# [Records supplied]
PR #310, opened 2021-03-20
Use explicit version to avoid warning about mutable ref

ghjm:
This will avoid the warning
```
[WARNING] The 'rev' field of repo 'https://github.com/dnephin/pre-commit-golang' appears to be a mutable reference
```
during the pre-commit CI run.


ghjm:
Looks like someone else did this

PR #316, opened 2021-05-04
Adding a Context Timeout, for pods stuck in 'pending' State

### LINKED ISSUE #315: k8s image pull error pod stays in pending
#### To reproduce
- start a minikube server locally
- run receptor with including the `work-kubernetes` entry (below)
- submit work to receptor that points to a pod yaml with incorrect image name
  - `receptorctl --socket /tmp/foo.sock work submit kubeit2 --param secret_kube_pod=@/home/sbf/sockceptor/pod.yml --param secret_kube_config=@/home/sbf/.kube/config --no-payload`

--

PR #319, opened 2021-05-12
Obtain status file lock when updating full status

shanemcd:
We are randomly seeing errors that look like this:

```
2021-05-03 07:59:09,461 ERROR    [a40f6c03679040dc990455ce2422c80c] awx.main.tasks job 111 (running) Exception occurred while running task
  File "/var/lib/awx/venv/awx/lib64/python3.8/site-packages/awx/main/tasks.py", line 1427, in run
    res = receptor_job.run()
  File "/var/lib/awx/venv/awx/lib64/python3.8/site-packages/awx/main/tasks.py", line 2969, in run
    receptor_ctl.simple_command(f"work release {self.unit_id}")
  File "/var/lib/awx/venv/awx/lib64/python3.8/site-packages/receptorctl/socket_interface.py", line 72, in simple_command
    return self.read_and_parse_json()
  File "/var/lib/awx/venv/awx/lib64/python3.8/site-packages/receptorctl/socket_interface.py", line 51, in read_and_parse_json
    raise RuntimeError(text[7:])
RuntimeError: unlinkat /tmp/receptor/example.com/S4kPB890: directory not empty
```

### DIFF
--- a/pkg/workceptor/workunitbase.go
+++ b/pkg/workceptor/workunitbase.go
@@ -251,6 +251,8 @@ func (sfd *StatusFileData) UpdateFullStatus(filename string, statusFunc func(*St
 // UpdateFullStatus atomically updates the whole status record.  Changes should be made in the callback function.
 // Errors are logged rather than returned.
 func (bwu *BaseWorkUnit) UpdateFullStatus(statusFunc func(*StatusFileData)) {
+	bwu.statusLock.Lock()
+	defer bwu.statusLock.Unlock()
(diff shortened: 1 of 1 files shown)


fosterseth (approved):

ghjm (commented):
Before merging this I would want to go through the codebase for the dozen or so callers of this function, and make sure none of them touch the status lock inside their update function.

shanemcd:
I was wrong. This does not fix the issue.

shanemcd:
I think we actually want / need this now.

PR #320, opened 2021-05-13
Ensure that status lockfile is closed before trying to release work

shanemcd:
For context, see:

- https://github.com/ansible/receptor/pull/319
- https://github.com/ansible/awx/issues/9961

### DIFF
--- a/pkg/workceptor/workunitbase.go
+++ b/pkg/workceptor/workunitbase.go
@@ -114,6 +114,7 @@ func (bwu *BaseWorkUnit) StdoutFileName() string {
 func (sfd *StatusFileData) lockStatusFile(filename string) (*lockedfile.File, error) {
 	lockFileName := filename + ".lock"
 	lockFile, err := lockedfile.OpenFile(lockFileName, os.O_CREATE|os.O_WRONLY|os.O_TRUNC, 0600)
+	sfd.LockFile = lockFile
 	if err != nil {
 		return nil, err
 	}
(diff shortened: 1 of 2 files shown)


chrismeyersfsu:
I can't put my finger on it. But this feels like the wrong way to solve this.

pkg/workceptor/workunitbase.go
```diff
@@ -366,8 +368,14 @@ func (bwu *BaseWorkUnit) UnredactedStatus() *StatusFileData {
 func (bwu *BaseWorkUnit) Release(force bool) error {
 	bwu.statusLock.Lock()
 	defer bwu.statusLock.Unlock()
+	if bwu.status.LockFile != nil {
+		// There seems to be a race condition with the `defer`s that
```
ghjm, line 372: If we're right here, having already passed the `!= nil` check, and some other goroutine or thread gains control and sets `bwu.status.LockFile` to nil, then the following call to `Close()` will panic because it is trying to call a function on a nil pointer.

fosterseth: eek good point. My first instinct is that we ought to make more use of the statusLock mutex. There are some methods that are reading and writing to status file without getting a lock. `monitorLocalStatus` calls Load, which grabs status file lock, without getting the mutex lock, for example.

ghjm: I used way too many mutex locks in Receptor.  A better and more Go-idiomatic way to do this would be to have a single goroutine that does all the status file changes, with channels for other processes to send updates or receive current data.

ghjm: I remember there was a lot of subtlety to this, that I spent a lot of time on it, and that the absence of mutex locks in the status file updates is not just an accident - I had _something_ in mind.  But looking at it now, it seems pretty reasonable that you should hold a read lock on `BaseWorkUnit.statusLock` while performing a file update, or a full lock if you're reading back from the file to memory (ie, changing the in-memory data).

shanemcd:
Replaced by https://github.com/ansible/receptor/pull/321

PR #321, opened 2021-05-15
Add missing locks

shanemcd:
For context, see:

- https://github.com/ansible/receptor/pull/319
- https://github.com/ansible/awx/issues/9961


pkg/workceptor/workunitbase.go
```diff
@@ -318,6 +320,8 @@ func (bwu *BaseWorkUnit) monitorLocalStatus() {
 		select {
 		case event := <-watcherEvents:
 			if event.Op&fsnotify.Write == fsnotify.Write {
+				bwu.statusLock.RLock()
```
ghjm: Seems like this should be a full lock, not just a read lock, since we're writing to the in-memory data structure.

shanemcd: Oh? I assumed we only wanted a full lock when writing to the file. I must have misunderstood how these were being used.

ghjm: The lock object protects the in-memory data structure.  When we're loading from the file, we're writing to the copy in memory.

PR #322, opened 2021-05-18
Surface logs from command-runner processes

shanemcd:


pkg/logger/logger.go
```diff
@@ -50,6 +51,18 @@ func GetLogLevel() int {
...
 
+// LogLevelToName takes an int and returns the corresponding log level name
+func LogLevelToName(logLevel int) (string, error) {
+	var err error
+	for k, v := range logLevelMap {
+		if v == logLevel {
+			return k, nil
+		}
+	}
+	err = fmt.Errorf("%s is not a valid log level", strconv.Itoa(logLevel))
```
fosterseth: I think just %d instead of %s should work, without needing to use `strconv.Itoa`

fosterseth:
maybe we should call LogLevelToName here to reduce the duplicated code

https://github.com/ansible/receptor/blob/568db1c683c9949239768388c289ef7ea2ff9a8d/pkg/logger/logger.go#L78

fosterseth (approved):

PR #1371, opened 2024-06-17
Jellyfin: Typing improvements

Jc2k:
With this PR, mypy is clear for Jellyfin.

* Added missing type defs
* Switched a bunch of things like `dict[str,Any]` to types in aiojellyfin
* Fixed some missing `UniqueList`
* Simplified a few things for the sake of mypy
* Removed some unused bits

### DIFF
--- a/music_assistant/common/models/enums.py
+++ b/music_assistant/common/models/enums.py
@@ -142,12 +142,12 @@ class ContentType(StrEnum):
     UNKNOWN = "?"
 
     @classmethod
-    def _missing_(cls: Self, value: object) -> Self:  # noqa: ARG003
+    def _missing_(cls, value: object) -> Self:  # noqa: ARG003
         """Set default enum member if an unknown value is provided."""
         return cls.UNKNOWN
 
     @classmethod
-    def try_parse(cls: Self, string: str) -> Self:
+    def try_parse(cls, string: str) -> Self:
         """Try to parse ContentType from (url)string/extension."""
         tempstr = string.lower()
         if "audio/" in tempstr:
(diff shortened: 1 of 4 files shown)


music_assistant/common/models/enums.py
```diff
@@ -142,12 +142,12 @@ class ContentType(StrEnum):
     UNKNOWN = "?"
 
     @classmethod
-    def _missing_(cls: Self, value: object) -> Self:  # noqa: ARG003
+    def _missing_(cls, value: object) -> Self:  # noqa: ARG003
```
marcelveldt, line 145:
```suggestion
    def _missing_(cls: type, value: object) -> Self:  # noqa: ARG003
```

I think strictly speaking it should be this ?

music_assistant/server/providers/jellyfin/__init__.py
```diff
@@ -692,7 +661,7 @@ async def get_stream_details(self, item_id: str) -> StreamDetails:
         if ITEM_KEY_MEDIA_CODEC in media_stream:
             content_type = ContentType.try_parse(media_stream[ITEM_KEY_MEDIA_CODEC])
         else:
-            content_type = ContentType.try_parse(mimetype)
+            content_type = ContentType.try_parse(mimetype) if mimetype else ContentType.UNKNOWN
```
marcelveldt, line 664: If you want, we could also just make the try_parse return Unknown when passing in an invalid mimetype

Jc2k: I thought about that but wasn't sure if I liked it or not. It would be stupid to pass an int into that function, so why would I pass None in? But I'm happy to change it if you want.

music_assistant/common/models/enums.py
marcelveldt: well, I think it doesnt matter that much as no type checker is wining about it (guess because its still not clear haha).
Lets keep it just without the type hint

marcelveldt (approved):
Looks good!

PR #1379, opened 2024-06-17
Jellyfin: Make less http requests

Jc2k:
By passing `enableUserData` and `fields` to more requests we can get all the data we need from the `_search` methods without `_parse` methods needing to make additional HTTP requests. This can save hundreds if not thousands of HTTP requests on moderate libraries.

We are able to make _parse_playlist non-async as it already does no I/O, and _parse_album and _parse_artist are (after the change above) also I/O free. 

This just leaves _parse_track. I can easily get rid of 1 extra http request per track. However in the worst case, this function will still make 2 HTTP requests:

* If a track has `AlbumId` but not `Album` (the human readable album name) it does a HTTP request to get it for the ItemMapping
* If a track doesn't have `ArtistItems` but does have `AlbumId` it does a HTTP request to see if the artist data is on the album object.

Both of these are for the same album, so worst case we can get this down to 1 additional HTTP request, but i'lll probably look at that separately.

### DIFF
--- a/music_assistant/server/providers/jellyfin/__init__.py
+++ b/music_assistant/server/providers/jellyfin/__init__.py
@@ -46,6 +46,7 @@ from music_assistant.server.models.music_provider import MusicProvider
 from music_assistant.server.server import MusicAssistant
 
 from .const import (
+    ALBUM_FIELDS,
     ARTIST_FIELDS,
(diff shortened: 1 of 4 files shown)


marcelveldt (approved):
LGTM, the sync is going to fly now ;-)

...

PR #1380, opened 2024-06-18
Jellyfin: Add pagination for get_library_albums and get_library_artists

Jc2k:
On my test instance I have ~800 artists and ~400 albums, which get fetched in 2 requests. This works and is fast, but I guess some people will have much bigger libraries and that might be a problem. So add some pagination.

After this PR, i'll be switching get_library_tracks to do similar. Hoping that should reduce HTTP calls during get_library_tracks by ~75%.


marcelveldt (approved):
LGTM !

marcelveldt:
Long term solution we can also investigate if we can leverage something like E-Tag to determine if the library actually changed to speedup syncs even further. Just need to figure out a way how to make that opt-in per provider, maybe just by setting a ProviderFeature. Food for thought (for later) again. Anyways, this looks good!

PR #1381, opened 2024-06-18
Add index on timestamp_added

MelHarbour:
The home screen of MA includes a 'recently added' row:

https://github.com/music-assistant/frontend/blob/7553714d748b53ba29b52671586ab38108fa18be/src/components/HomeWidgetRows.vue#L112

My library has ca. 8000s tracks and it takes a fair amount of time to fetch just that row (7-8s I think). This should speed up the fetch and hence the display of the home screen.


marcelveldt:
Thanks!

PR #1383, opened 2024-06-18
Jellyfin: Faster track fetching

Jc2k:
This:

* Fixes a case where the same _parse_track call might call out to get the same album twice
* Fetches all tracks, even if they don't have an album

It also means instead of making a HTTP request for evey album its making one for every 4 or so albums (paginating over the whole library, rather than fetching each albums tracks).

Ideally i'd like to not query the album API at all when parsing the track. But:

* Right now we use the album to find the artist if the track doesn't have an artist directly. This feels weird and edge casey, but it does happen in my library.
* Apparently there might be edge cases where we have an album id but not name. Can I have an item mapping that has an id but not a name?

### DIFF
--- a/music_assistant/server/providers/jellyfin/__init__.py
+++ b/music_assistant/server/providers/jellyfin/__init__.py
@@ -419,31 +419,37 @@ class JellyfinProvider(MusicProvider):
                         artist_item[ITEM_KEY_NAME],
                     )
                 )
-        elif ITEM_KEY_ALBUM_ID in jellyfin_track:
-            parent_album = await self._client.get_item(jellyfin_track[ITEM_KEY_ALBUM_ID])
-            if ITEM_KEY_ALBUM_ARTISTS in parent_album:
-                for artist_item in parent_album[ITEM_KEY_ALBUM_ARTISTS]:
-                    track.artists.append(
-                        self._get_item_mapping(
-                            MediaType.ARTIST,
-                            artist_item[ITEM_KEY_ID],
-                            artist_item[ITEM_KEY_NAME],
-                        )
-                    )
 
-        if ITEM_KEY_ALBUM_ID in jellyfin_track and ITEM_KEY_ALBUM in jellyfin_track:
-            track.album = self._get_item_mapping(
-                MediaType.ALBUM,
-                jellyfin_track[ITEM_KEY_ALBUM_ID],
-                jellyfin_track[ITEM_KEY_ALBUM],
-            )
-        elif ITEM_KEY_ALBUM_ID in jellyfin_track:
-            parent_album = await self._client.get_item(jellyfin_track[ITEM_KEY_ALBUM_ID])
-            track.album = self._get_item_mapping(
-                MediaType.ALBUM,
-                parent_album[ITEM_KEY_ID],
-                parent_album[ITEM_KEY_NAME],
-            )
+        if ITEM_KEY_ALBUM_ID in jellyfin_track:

# [Task directions]
Scan the listing above. Collect all lines with the word "other".

# [Final answer]
ghjm, line 372: If we're right here, having already passed the `!= nil` check, and some other goroutine or thread gains control and sets `bwu.status.LockFile` to nil, then the following call to `Close()` will panic because it is trying to call a function on a nil pointer.
ghjm: I used way too many mutex locks in Receptor.  A better and more Go-idiomatic way to do this would be to have a single goroutine that does all the status file changes, with channels for other processes to send updates or receive current data.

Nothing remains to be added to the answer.